(Activity): All that is wanted is a word-for-word copy of the data from its first line to the line containing "Am I missing something?", both included.

[Collected data]
PR #285, opened 2017-01-10
Multiple binary builds from Linux

alrs:
This Makefile is destined to run in travis-ci to deploy multi-arch binaries as a Github release.


nyarly:
Am I missing something?

As is, this'll cause a fail. The .travis.yml finishes test runs with "bin/publish", which calls out to bin/build, which is removed here.

*Probably* it's best to use Travis' deploy: key with multiple files. Worst case, bin/publish should swap out a call to make, right?

alrs:
@nyarly Right, this only partially covers the build process. In my testing, the current artifacts being created by these scripts: 1. Aren't tarballs, appear to just be .gzipped binaries 2. Don't run in Linux as they are supposed to 3. Version information injection via -ldflag doesn't look like it actually injects the version number.

samsalisbury:
Great stuff, I've just been testing this on my local machine, looks good, the version injection does appear to be working for the OSX build at least. I'm seeing gzipped tarballs containing an `artifacts` dir, containing `sous-VERSION`. See contents below.

So, the things I notice are that we have both binaries in the same tarball, and an extraneous `artifacts` directory. I'm going to take a look now to see if I can sort these out, as getting this working will make getting new people set up on Sous much easier so I'm eager to get it done asap :)

I'll also replace `bin/publish` with `make release` and look at the Travis config for publishing the binaries.

```shell
# Contents of sous-0.1.0-sam.tar.gz
.
├── artifacts
│   └── sous-0.1.0-sam
│       ├── LICENSE
│       ├── README.md
│       ├── alternatives.md
│       ├── architecture.md
│       ├── bridge-networking.md
│       ├── client-config.md
│       ├── cluster_and_container_iface.md
│       ├── code.md
│       ├── contributions.md
│       ├── deployment-workflow.md
│       ├── design.md
│       ├── disjoint-rectification.md
│       ├── features.md
│       ├── first-deployment-of-sous.md
│       ├── maxims_and_arrows.md
│       ├── ontology.md
│       ├── rationale.md
│       ├── release.md
│       ├── required-infrastructure.md
│       ├── setting-up-go.md
│       ├── sous-darwin-10.6-amd64
│       ├── sous-linux-amd64
│       ├── sous0.1.md
│       └── what-is-sous.md
```

PR #294, opened 2017-01-17
(wip) DI update

samsalisbury:
This needs a bit more tidy up, the idea was to remove the need for graph factories and replace them with a working `Psyringe.Clone` call (via newly-vendored psyringe library). To get this working, I added a method `BuildRequestGraph` which derives a request-scoped graph from the process-scoped main graph, this is used throughout. The aim of this change is that it's a refactoring, and should not affect functionality, but hopefully it will be a bit easier to reason about. Opening a PR early, more commits to come...

### DIFF
--- a/server/graph.go
+++ b/server/graph.go
@@ -13,8 +13,8 @@ type (
 )
 
 // AddsPerRequest registers items into a SousGraph that need to be fresh per request
-func AddsPerRequest(g Injector) {
-	g.Add(liveGDM)
+func AddsPerRequest(g Injector, sr sous.StateReader) {
+	g.Add(liveGDM, sr)
 }
 
 func liveGDM(sr graph.StateReader) (*LiveGDM, error) {
--- a/server/routemap.go
+++ b/server/routemap.go
@@ -27,7 +27,7 @@ type (
 	// RouteMap is a list of entries for routing
 	RouteMap []routeEntry
 
-	// A ResourceFamily bundles up the exchangers that deal with a kind of resources
+	// A Resource bundles up the exchangers that deal with a kind of resources
 	// (n.b. that properly, URL == resource, so a URL pattern == many resources
 	Resource interface{}
 
--- a/server/routemap.go
+++ b/server/routemap.go
@@ -60,10 +60,11 @@ type (
 	*/
 )
 
-func (rm *RouteMap) buildMetaHandler(r *httprouter.Router, grf func() Injector) *MetaHandler {
+func (rm *RouteMap) buildMetaHandler(r *httprouter.Router, processGraph, requestGraph Injector) *MetaHandler {
 	ph := &StatusMiddleware{}
 	mh := &MetaHandler{
-		graphFac:      grf,
+		processGraph:  processGraph,
+		requestGraph:  requestGraph,
 		router:        r,
 		statusHandler: ph,
 	}
@@ -72,10 +73,11 @@ func (rm *RouteMap) buildMetaHandler(r *httprouter.Router, grf func() Injector) 
 	return mh
 }
 
-// BuildRouter builds a returns an http.Handler based on some constant configuration
-func (rm *RouteMap) BuildRouter(grf func() Injector) http.Handler {
+// BuildRouter builds a returns an http.Handler based on some constant
+// configuration.
+func (rm *RouteMap) BuildRouter(processGraph, requestGraph Injector) http.Handler {
 	r := httprouter.New()
-	mh := rm.buildMetaHandler(r, grf)
+	mh := rm.buildMetaHandler(r, processGraph, requestGraph)
 
 	for _, e := range *rm {
 		get, canGet := e.Resource.(Getable)
--- a/server/router.go
+++ b/server/router.go
@@ -14,14 +14,15 @@ import (
 
 	"github.com/julienschmidt/httprouter"
 	"github.com/opentable/sous/lib"
+	"github.com/samsalisbury/psyringe"
 )
 
 type (
 	// The MetaHandler collects common behavior for route handlers.
 	MetaHandler struct {
-		router        *httprouter.Router
-		graphFac      GraphFactory //XXX This is a workaround for a bug in psyringe.Clone()
-		statusHandler *StatusMiddleware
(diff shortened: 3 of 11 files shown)


server/routemap.go
```diff
@@ -27,7 +27,7 @@ type (
 	// RouteMap is a list of entries for routing
 	RouteMap []routeEntry
 
-	// A ResourceFamily bundles up the exchangers that deal with a kind of resources
+	// A Resource bundles up the exchangers that deal with a kind of resources
```
nyarly: This is a common misnomer in REST-related server code I wish we could avoid. A Resource is identified by a URL in RESTful HTTP, but a ResourceFamily(that was) manages URLs that match a pattern, including handling URLs that differ by `?&` parameters: i.e. a potentially infinite number of unique Resources that are related in an application-dependent way.

server/server.go
```diff
@@ -4,24 +4,29 @@ import (
...
+func New(laddr string, processGraph, requestGraph Injector) *http.Server {
 	return &http.Server{
 		Addr:    laddr,
-		Handler: SousRouteMap.BuildRouter(gf),
+		Handler: SousRouteMap.BuildRouter(processGraph, requestGraph),
 	}
 }
 
+// BuildRequestGraph derives a per-request scoped DI graph.
+func BuildRequestGraph(processGraph Injector) Injector {
```
nyarly: Part of the reason to isolate the code in server.go is that it'll be difficult to cover (there should be a comment to this effect...) - can we relocate BRG to another file since it should be easier to get a unit test around?

server/router.go
```diff
@@ -118,27 +119,33 @@ func (mh *MetaHandler) PutHandling(factory ExchangeFactory) httprouter.Handle {
...
+	requestGraph.Add(&ResponseWriter{ResponseWriter: w}, r, p, parseQueryValues)
+	return requestGraph
 }
 
 func (mh *MetaHandler) injectedHandler(factory ExchangeFactory, w http.ResponseWriter, r *http.Request, p httprouter.Params) Exchanger {
 	h := factory()
 
 	exGraph := mh.ExchangeGraph(w, r, p)
+	// Inject process-scoped stuff.
+	mh.processGraph.MustInject(h)
```
nyarly: Midway through the changes I was making last week, this double-DI solution occurred to me. At the time, the fact that it required as much per-scope setup put me off. I think, also, the idea of passing around more than one DI didn't occur to me. Also, I was averse to further expanding the `Injector` interface and further coupling the `server` and `psyringe` packages.

server/router.go
```diff
@@ -118,27 +119,33 @@ func (mh *MetaHandler) PutHandling(factory ExchangeFactory) httprouter.Handle {
...
 }
 
+// ExchangeGraph returns a per-request Injector.
 func (mh *MetaHandler) ExchangeGraph(w http.ResponseWriter, r *http.Request, p httprouter.Params) Injector {
-	g := mh.graphFac()
-	g.Add(&ResponseWriter{ResponseWriter: w}, r, p)
-	g.Add(parseQueryValues)
-	return g
+	// This Clone is very important so we get a fresh injector for each request.
+	// This type assertion is nasty, going away soon. - Sam
```
nyarly: *Actually* it seems to me that we get little value out of this Clone: all the values in the requestGraph are constructed, and none should be Injected between its New and this Clone. We could use BuildRequestGraph here instead of Clone and avoid the interface leak.

server/server.go
samsalisbury: Definitely, I had this in mind as a a tidy-up task .

server/graph.go
```diff
@@ -13,8 +13,8 @@ type (
 )
 
 // AddsPerRequest registers items into a SousGraph that need to be fresh per request
-func AddsPerRequest(g Injector) {
-	g.Add(liveGDM)
+func AddsPerRequest(g Injector, sr sous.StateReader) {
+	g.Add(liveGDM, sr)
```
samsalisbury: Yup, sorry, the (wip) was meant to signify that there is still work to do here, I appreciate the review regardless though, cheers.

server/server_injection_test.go
```diff
@@ -12,22 +12,23 @@ import (
...
+	processGraph.Add(&config.Verbosity{})
+	processGraph.Add(&config.DeployFilterFlags{Cluster: "test"})
+	processGraph.Add(graph.DryrunBoth)
 
-	gf := func() Injector {
-		return g.Clone()
-	}
+	requestGraph := psyringe.New(liveGDM, func() sous.StateReader {
+		return &sous.DummyStateManager{}
+	})
```
samsalisbury: Re "Scoped values" I actually started implementing this yesterday in psyringe, and I think there's quite a simple, neat solution to this. I didn't want to spend too much time on it before diving into the issues in Sous, but since you also recognise the need for this I might try to get that working today if I get time after the stories on the board.

server/server.go
```diff
@@ -4,24 +4,29 @@ import (
...
+	// Get a copy of StateReader to pass down to requestGraph.
+	// TODO: Make child scopes a feature of psyringe.
+	stateReaderGrabber := &struct{ graph.StateReader }{}
+	processGraph.Inject(stateReaderGrabber)
+	// Create requestGraph, which is to be cloned for each request.
+	return psyringe.New(liveGDM, stateReaderGrabber.StateReader)
```
samsalisbury: Yes, I agree, now Clone is working as intended we shouldn't need this extra type & constructor.

server/router.go
samsalisbury: We can't easily put `Clone` into that interface without generics, since `Psyringe.Clone`returns a `*Psyringe` not an `Injector`. The Clone here was needed to clone the `LiveGDM` constructor so that it gets called afresh each time.

server/router.go
samsalisbury: I agree we should avoid that coupling where possible, or at least limit it to a single file. I'll keep looking into this when I get a chance, hopefully later today.

alrs:
This PR is now three months old, so I've created a Jira ticket for the day this work is picked back up again.

https://opentable.atlassian.net/browse/TECHOPS-2254

PR #295, opened 2017-01-17
Makefile Improvements.

alrs:
Remove bin/install-dev

Remove bin/publish

Remove legendary from bin/cover


bin/cover
```diff
@@ -1,4 +1,2 @@
 #!/usr/bin/env bash
 engulf -s --coverdir=/tmp/sous-cover --exclude='/vendor/,/integration/?,/bin/?,/dev_support/?,/util/test_with_docker/?,/examples/?,/util/cmdr/cmdr-example/?' --exclude-files='_generated.go$,raw_client.go$' --merge-base=_merged.txt ./...
```
nyarly: I'd think that the rest of bin/cover should also become a make target, right?

alrs: Agreed, that was step #2.

alrs:
Trying to parallelize ci-setup was a bridge too far at this late hour, so I'm reverting back to parallel cover and test-three-tries on a new PR.

PR #296, opened 2017-01-17
Documenting the "proper" and "inverted" Sous workflows.

nyarly:


doc/sous_drives_builds.md
```diff
@@ -0,0 +1,132 @@
...
+in the project source repository.
+
+## More Pleasant Than True
+
+Unfortunately,
+the present implementation of Sous takes
+the resulting Docker container
+and deploys that.
+One consequence is that
+the deployment toolchain for each service
```
samsalisbury: Maybe "build toolchain" rather than "deployment toolchain" ?

doc/sous_drives_builds.md
```diff
@@ -0,0 +1,132 @@
...
+Push all your build chain into your Dockerfile,
+so that you copy your source code in,
+and use your build products as
+your Docker "CMD."
+Second, you can maintain a current build process,
+possibly changing whatever steps build an actual container
+with `sous build`.
+Since Sous is designed as the driver of the build process,
+the latter approach is refered to as the "inverted" workflow.
+
```
samsalisbury: Great to have this written down clearly, cheers.

doc/sous_drives_builds.md
```diff
@@ -0,0 +1,132 @@
...
+The advantage of the "inverted" approach is that
+you may well already be doing it,
+so you may be able to use Sous with very little change
+to your existing workflow.
+Many build chains can be converted by changing one line like
+`docker build` to
+`sous build`.
+The disadvantages have to do with work required in the future
+to retrofit to the buildpack solution,
+as well as missed opportunities to share a build chain.
```
samsalisbury: As well as this approach not working well when the host OS/Arch differs from that used in deployment. I think another benefit of Sous' approach will also be cross-platform builds as standard by performing all stages of a build inside Docker containers. So you'll get the same final Docker image whether building on Mac, Linux, Windows (in theory).

PR #547, opened 2024-08-19
(Don't) Turn waterfall

kiadso:
broke out inflow and outflow types on the Detail tab of the Waterfall, shortened labels a tiny bit for easier reading


07_system_overview.R
```diff
@@ -978,9 +978,9 @@ inflow_outflow_df <- reactive({
 
       OutflowTypeDetail = case_when(
         perm_dest_client == TRUE ~
-          "Exited to \nPermanent Destination",
+          "Permanent\nDestination",
```
alex-silverman, line 981: I thought we decided to relabel this: "Exited, Permanent", to be consistent with the Sankey chart. Any reason you can think of NOT to do this?

07_system_overview.R
```diff
@@ -978,9 +978,9 @@ inflow_outflow_df <- reactive({
...
         temp_dest_client == TRUE ~
-          "Exited to \nNon-Permanent Destination",
+          "Non-Permanent\nDestination",
```
alex-silverman, line 983: And this would be "Exited, Non-Permanent"

alex-silverman:
@kiadso It also looks like the Detail Box is showing "All" for Household Type and Level of Detail. Did we decide to only show those if they're not "All"? If so, no need to change, since, I'm hoping, my most recent Fixing All Served commit will achieve this. If not, let me know, because I may have misunderstood your comment on the Fixing All Served PR.

alex-silverman:
> > @kiadso It also looks like the Detail Box is showing "All" for Household Type and Level of Detail. Did we decide to only show those if they're not "All"? If so, no need to change, since, I'm hoping, my most recent Fixing All Served commit will achieve this. If not, let me know, because I may have misunderstood your comment on the Fixing All Served PR.
> 
> I created this branch before those fixes were merged, so we'll just have to be sure there's no conflicts once we merge this

Should be fine either way, but you can always merge phase2-dev into a feature branch to bring in those updates.

kiadso:
Hi @alex-silverman thanks for documenting all the issues- I think I addressed them all. Thanks!

07a_system_activity_plots.R
```diff
@@ -149,6 +170,7 @@ system_activity_prep_summary <- reactive({
   inflow %>%
     full_join(outflow, join_by(Status, values, Time)) %>%
     full_join(frame_summary, join_by(Status, Time)) %>%
+    slice(1:3, 6, 5, 4) %>%
```
alex-silverman, line 173: The purpose of this is to sort the bars, right? Ideally, we'd order the bars using factors or sorting by name, so it's clear what's happening. Second best is e a comment explaining the purpose

alex-silverman (approved):
Only change is that Homeless should be above Housed but be light gray, whereas Housed should be dark gray.

PR #549, opened 2024-08-20
make columns HP if we reference them explicitly. 

alex-silverman:
This uses the new script Alyssa created to identify these columns.


kiadso (approved):
Thank you @alyssandrichik !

(Result for this task):
PR #285, opened 2017-01-10
Multiple binary builds from Linux

alrs:
This Makefile is destined to run in travis-ci to deploy multi-arch binaries as a Github release.


nyarly:
Am I missing something?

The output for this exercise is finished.